Chimeric antigen receptor (CAR) T cell therapy is a remarkable achievement for fighting diseases using the body’s immune system, but there is a pressing need to make CAR T cells available for large patient groups. Most CAR T cell therapies, including all United States Food and Drug Administration-approved products, adopt an autologous approach. This means that clinicians take a patient’s own T cells, engineer them to express CARs, and infuse them back into the same patient. These autologous CAR T cells require a costly, lengthy, and individualized manufacturing process, often delaying and preventing patient access to treatments (1).
To mitigate these issues, scientists are exploring the possibility of utilizing allogeneic T cells from healthy donors for CAR T cell generation. Unlike patient-derived T cells, which may have become dysfunctional due to exposure to malignant tumors or infections, T cells from healthy blood demonstrate greater proliferative capacity and antitumor effects (2).
Using allogeneic T cells ensures CAR T cell product quality and facilitates the standardization of CAR T cell manufacturing. Researchers can select donors based on specific immune characteristics and produce batches of homogenous CAR T cells ahead of time, making treatments immediately available for patients. Since a single T cell collection can generate multiple therapeutic doses, the treatment may also cost less.
However, like many tissue and organ transplants, allogeneic CAR T cell infusions can cause undesirable alloimmune responses, including graft-versus-host disease (GvHD), a life-threatening condition where donor-derived CAR T cells recognize the recipient’s cells as non-self via T cell αβ receptors (αβ TCRs) and attack the recipient’s cells. Researchers have developed strategies to reduce GvHD by using T cell subsets that comprise lower αβ TCR diversities, such as T cells differentiated from hematopoietic stem cells, virus specific memory T cells, and non-αβ T cells (2).
Gene editing technologies have also emerged as effective tools for preventing GvHD. Scientists use engineered transcription activator-like effector nucleases (TALENs), restriction enzymes that recognize and cleave DNA at specific sites to eliminate αβ TCR expression. For example, researchers from the University College London used TALEN-edited allogeneic CAR T cells to treat two infants with leukemia. Using TALEN enzymes that target αβ TCR genes, they abolished αβ TCR expression on T cells. The two children achieved sustained remissions after the therapy and only showed mild skin GvHD, in contrast to typical multisystem and fulminant GvHD symptoms (3).

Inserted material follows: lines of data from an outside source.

Issue #509, opened 2019-07-31
Localization JSONs: scan the source code to create a complete list of all locale keys, and verify master English locale (no missing, no redundant keys)


danielweck:
This is an adjacent issue to https://github.com/readium/readium-desktop/issues/397

danielweck:
@panaC I have assigned this to you, as I remember you saying that you had started working on a solution based on regular expressions. Feel free to unassign if you prefer.

danielweck:
Potential tools:
https://www.i18next.com/overview/plugins-and-utils#extraction-tools

http://i18next.github.io/i18next-scanner/
https://github.com/i18next/i18next-parser
https://github.com/Cellule/i18next-static-analysis

danielweck:
I am thinking of the following implementation strategy:

1) scan the source code (AST or regexp), build `LIST` an exhaustive flat list of all the keys invoked by `i18next`, for example `translator.translate("app.edit.undo")` => `app.edit.undo`. Note: because of code like this: `const translator = container.get("translator") as any;` (note `any` instead of `Translator`) or simply `const translator = container.get("translator");` (`any` is default type), the TypeScript AST does not know that this is in fact the function signature `translate(message: string, options: any = {}): string`, which takes an optional `options` parameter ... so beware during code analysis! Also note that the function is often aliased, e.g. `const translate = translator.translate.bind(translator); this.props.__ = translate;`
2) remove duplicates in `LIST` (e.g. multiple `translate()` calls to locale key `app.edit.undo`)
3) create a JSON object based on each item in `LIST`, by expanding all keys. For example: `app.edit.undo` => `{ "app": { "edit": { "undo": "" } } }` (note the empty string "" for the `undo` JSON property)
4) "canonicalize" the JSON (key sorting)
5) create the JSON file `src/resource/locales/temp.json` (next to `en.json`, `fr.json`, etc.)
6) use the `i18next-json-sync` NPM package (see existing `i18n` script in `package.json`), and launch: `sync-i18n --files 'src/resources/locales/*.json' --primary temp --languages en fr de --space 4 --finalnewline --newkeysempty` => this will probably remove several unused JSON keys in `en`, `fr` and `de` (hopefully this will not add any missing ones!).
7) `git status && git --no-pager diff` to see the changes
8) remove `src/resource/locales/temp.json`
9) double-check manually that removed keys are *really* not used anywhere in the codebase (just in case the scanning algorithm missed something), and `git commit -a && git push`
10) celebrate.

[...]

PR #516, opened 2019-08-01
codebase scanning for used i18next locale keys

danielweck:
Fixes: https://github.com/readium/readium-desktop/issues/509


danielweck:
@panaC the key regular expression used in `scripts/translate-scan.js` is `(\.translate|__)\(['"]([^\]'"]+)['"]`.

I tested it in VisualStudioCode as well, to be sure.

=>
`161` matches (`138` once duplicates are removed), over `239` source code files (`*.ts` and `*.tsx`).

(note that the matches include code comments)

If you agree, I would like to merge these changes as soon as possible (so we can work with cleaned-up locale JSONs from now on).

danielweck:
Follow-up hotfix PR: https://github.com/readium/readium-desktop/pull/527

PR #2609, opened 2024-10-14
up annotations menu UI

arthur-lemeur:


panaC (changes requested):
2 issues : 

- on Tab cycling : setting icon is hit first, maybe because the setting icon button (previously a summary details) is not on a same line that AnnotationList header component and simulated with a negative css position.
- In filter options : creator summary-details element should not be tabable when not enabled.

panaC:
The develop merge is too complex for me, I don't own your change and I risk to break your code. And moreover we have to deal with the setting button not on the same annotations options line.

panaC (approved):

PR #2610, opened 2024-10-14
up readerSettings Preset tab UI + translation

arthur-lemeur:


panaC (changes requested):
Capture d’écran du 2024-10-15 14-27-27
Capture d’écran du 2024-10-15 14-27-51


reset buttons not aligned 


Also I notice that when I click on the button the blue focus is not released, I don't know if my click is captured or not, no blue outline change.

PR #2611, opened 2024-10-14
annotations import modal new design and some bug fixes 

panaC:


src/resources/locales/en.json
```diff
@@ -124,6 +124,16 @@
     "update": "Edit"
   },
   "dialog": {
+    "annotations": {
+      "descAuthor": "of {{- author}}",
```
naglis, line 128: I am not a native English speaker, but perhaps a more natural variant here would be `by {{- author}}`? I.e.:
_42 note(s) from John Smith will be associated with Moby-Dick by  Herman Melville_
vs.
_42 note(s) from John Smith will be associated with Moby-Dick of  Herman Melville_

panaC: @danielweck

panaC: it seems you are right https://english.lingolia.com/en/vocabulary/confusing-words/of-from-by#:~:text=to%20introduce%20the%20subject%20(agent)%20of%20something%2C%20often%20in%20a%20passive%20sentence 

I'm far to be a native english speaker, so I let daniel to answer you :)

PR #2640, opened 2024-11-05
Fixes #2602 (Electron BrowserWindow WebContents LifeCycle Sanity Check)

### LINKED ISSUE #2602: [crash] browserWindow win.webContents when destroyed
[win.webContents](https://github.com/edrlab/thorium-reader/blob/ff1f46bf4ddf03ced453c78ee6aff596228c6d33/src/main/redux/sagas/app.ts#L87)

danielweck:


danielweck:
Hello @panaC in the code diff you will see:i

1) the obvious `isDestroyed` code fencing / sanity checks
2) `yield take(winActions.library|reader.openSucess.build)` replaced with `yield take(winActions.library|reader.openSucess.ID)` (I can't believe this passed compilation! no idea what the runtime behaviour was/is??)
3) `"did-finish-load"` ALWAYS used, not just in `DEV` mode otherwise we can pretty much guarantee differences with the production builds which we do not test as much as the development builds. Consequently I commented the `yield put(winActions.library.openSucess...` immediately after the `loadUrl`, and also to improve code legibility I positioned the `"did-finish-load"` event handler BEFORE the `loadUrl` (consistent for both reader and library windows)

panaC:
`take` support the `toString` with `StringableActionCreator` 

https://github.com/edrlab/thorium-reader/blob/9d2e3e840425b9d35292f036167148c0f1812f9f/src/main/redux/actions/win/reader/openSucess.ts#L30 

https://github.com/redux-saga/redux-saga/blob/9ec63efbffb576a5d2c8b4bbf9df8f020693fdad/packages/types/types/index.d.ts#L22

danielweck:
ah thanks! phew! :)

that being said, this fact is obfuscated and inconsistent with the many other places in Thorium's codebase where take() uses the ID directly instead of via build().toString() 
...let's do a quick code scan to see where else this is used.

panaC (approved):
many thanks Daniel

panaC:
> ah thanks! phew! :)
> 
> that being said, this fact is obfuscated and inconsistent with the many other places in Thorium's codebase where take() uses the ID directly instead of via build().toString() ...let's do a quick code scan to see where else this is used.

One day we will switch to the latest [rtk](https://redux-toolkit.js.org/) api  ! :)  I hope :)

danielweck:
ah, I verified "npm run build:prod" before merging!
do you get this error in the develop branch??

panaC:
I make this error, to prove action type checking is now not verified

danielweck:
I see. In the meantime I was looking at the codebase again, it would be better to be consistent the other way around: only use `.build`, not `.ID` :)

danielweck:
Follow-up: https://github.com/edrlab/thorium-reader/commit/79a62f3184fc66eb39a38fc6dd98c42e3f51903f

PR #2649, opened 2024-11-10
fix(i18n): translate "Go To Page" when reader menu is docked

naglis:
Currently, when the reader menu window is docked, the "Go To Page" label in the combobox is not using translations, while the label is translated if the menu is not docked.

Running 941fb36c30974b43eee1493aed326f0c49d26acf in Lithuanian language:
Screenshot displays the issue of the "Go To Page" label not being translated into Lithuanian language in the docked reader menu in Thorium Reader while reading a publication


danielweck:
well-spotted, thank you! :)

In addition to TALENs, scientists from the Free University of Brussels recently established a CRISPR-Cas9-mediated approach for generating GvHD-free allogeneic CAR T cells (4). They knocked out αβ TCR genes in T cells derived from human peripheral blood using CRISPR-Cas9 and expressed a leukemia-specific CAR. The leukemia mice infused with modified T cells showed reduced tumor burden and prolonged survival without developing any GvHD symptoms.
By employing various T cell sources, gene editing techniques, and cell delivery systems, researchers around the world keep improving the efficacy and safety of CAR T cell therapy and developing new strategies for large scale CAR T cell manufacturing. With a number of allogeneic CAR T cell therapies for blood cancer and solid tumors under preclinical and clinical investigation, a universal off-the-shelf immunotherapy accessible for many more patients may soon be a reality.
Learn more about advances in immuno-oncology in this ebook.
References
- Köhl, U., Arsenieva, S., Holzinger, A. & Abken, H. CAR T Cells in Trials: Recent Achievements and Challenges that Remain in the Production of Modified T Cells for Clinical Applications. Hum Gene Ther 29, 559–568 (2018).
- Depil, S., Duchateau, P., Grupp, S. A., Mufti, G. & Poirot, L. ‘Off-the-shelf’ allogeneic CAR T cells: development and challenges. Nat Rev Drug Discov 19, 185–199 (2020).
- Qasim, W. et al. Molecular remission of infant B-ALL after infusion of universal TALEN geneedited CAR T cells. Sci Transl Med 9, eaaj2013 (2017).
- Tipanee, J., Samara-Kuko, E., Gevaert, T., Chuah, M. K. & VandenDriessche, T. Universal allogeneic CAR T cells engineered with Sleeping Beauty transposons and CRISPR-CAS9 for cancer immunotherapy. Mol Ther 30, 3155–3175 (2022).